The final event was the Grand Rounds lecture. It was slightly different from Glasziou’s Cochrane Symposium lecture (July 2011) which was how GPs need evidence presented to them with instructions for integration. This was more about the amount of information available as opposed to evidence, what different specialities need in terms of research evidence, and thoughts in how to integrate new technologies/change practice.

Presentations from the EBP Workshop and the Grand Rounds lecture is available on the RMH Health Sciences Library website.

Evidence-based Practice Residential Workshop for Librarians – Day 1

I’ve just returned from the first EBP Residential Workshop for Librarians in Brisbane. It was an intensive 2.5 days led by expert teachers Connie Schardt (Duke University NC USA). The first day concentrated on study design, evidence

resources and searching techniques – and the day was split into large group lectures and smaller group workshops. Luckily for me, I ended up in Connie’s group. The most useful game we had during that day was ‘put the evidenceresource where it belongs on the Haynes pyramid‘ – something many of us plan to replicate with the resources we have access to. The other was – name that study design! Some things I noted from day 1:

  • Intention to Treat (ITT): the aim of keeping people in the allocated groups
  • Case report: good for identifying new diseases but con in that there is no control
  • Case control: starts from the outcome and looks backward to exposure. Pro – outcome is already there and you don’t have to expose people to to harm; Con – cofounders (comorbidities) and recall (self report). It is also difficult to choose the control group
  • Cohort: exposure already there and is longitudinal – this is a prospective study (looks forward)
  • Randomised control trial: randomised to reduce cofounders (bias) so everyone has an equal chance of being in the intervention/placebo group (experimental design for interventions). Pro – control for bias, exposure and efficacy; Con – expensive, takes time and has ethical issues
  • Meta-analysis and systematic reviews: Pro – find evidence for general questions, summaries and validates small studies; Cons – heterogenous, publication bias, time and updating, search cut-off dates
  • Exposure + Outcome together = Cross-sectional study: this study occurs at one point in time and considers diseases and other variables
  • Diagnosis studies require the test compared to the current gold standard at the same time.

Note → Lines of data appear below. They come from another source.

PR #3884, opened 2016-01-07
Return BadRequest response when antiforgery token validation fails

ajaybhargavb:
Issue - https://github.com/aspnet/Antiforgery/issues/28

@pranavkm @rynowak

### DIFF
--- a/src/Microsoft.AspNet.Mvc.ViewFeatures/Logging/ValidateAntiforgeryTokenAuthorizationFilterLoggerExtensions.cs
+++ b/src/Microsoft.AspNet.Mvc.ViewFeatures/Logging/ValidateAntiforgeryTokenAuthorizationFilterLoggerExtensions.cs
@@ -1,0 +1,26 @@
+﻿// Copyright (c) .NET Foundation. All rights reserved.
+// Licensed under the Apache License, Version 2.0. See License.txt in the project root for license information.
+
+using System;
+using Microsoft.Extensions.Logging;
+
+namespace Microsoft.AspNet.Mvc.Logging
+{
+    public static class ValidateAntiforgeryTokenAuthorizationFilterLoggerExtensions
+    {
+        private static readonly Action<ILogger, string, Exception> _antiforgeryTokenInvalid;
+
+        static ValidateAntiforgeryTokenAuthorizationFilterLoggerExtensions()
+        {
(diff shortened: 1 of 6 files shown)


src/Microsoft.AspNet.Mvc.ViewFeatures/Logging/ValidateAntiforgeryTokenAuthorizationFilterLoggerExtensions.cs
```diff
@@ -0,0 +1,29 @@
...
+namespace Microsoft.AspNet.Mvc.Logging
+{
+    public static class ValidateAntiforgeryTokenAuthorizationFilterLoggerExtensions
+    {
+        private static readonly Action<ILogger, string, Exception> _antiforgeryTokenInvalid;
+
+        static ValidateAntiforgeryTokenAuthorizationFilterLoggerExtensions()
+        {
+            _antiforgeryTokenInvalid = LoggerMessage.Define<string>(
+                LogLevel.Error,
```
ajaybhargavb: Not sure if this should be `Error`.

rynowak: Info IMO. I think that's the level we use for authentication failures.

src/Microsoft.AspNet.Mvc.ViewFeatures/Logging/ValidateAntiforgeryTokenAuthorizationFilterLoggerExtensions.cs
```diff
@@ -0,0 +1,29 @@
...
+                1,
+                "Antiforgery token validation failed. {Message}");
+        }
+
+        public static void AntiforgeryTokenInvalid(this ILogger logger, string message, Exception exception)
+        {
+            if (logger.IsEnabled(LogLevel.Error))
```
rynowak: This check isn't needed unless you're doing something complex/expensive in here. Just skip it.

rynowak:
Tests? I'd really expect this to impact existing functional tests. If we don't have unit test coverage, then add it. :watch:

ajaybhargavb:
:up: :date:

rynowak:
:shipit:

These test sensitivity (how good is it in picking up disease) and specificity (how good is it in confirming the absence of disease)
  • Qualitative studies examine outcomes and behaviour: Con – poorly understood, small samples, lack of objectivity and generalisability; Pro – considers the human experience (motivations etc), important to nurses
  • Prognosis consider risk factors
  • How do you present search results to clients? Do you use reference management software and include readily available full text? You can put link to full text in reference managers
  • Cochrane = comprehensive / PubMed = can search concisely using highest level evidence
  • Using terms in PubMed maps to MeSH (automatic mapping – can see this in ‘details’. Turn this off by using “..” or truncation
  • MeSH will not bring up in-process citations
  • New MeSH headings
  • Comparative Study (MeSH term) or use ‘versus’ OR ‘vs’ in title/abstract – and don’t forget about floating subheadings
  • Can use searching number # to put in Clinical Queries
  • You can use Poll Everywhere (free clicker system) for teaching!

Some of these points I knew already but it was totally worthwhile seeing how everything fit in re: study designs and search strategies. It was a fairly humid day and everyone had slept with the windows open. Dinner was a BBQ and then a group of us went on a walk. Total darkness came on at 8pm and everyone was tired (most people also woke up at 5.30am like me).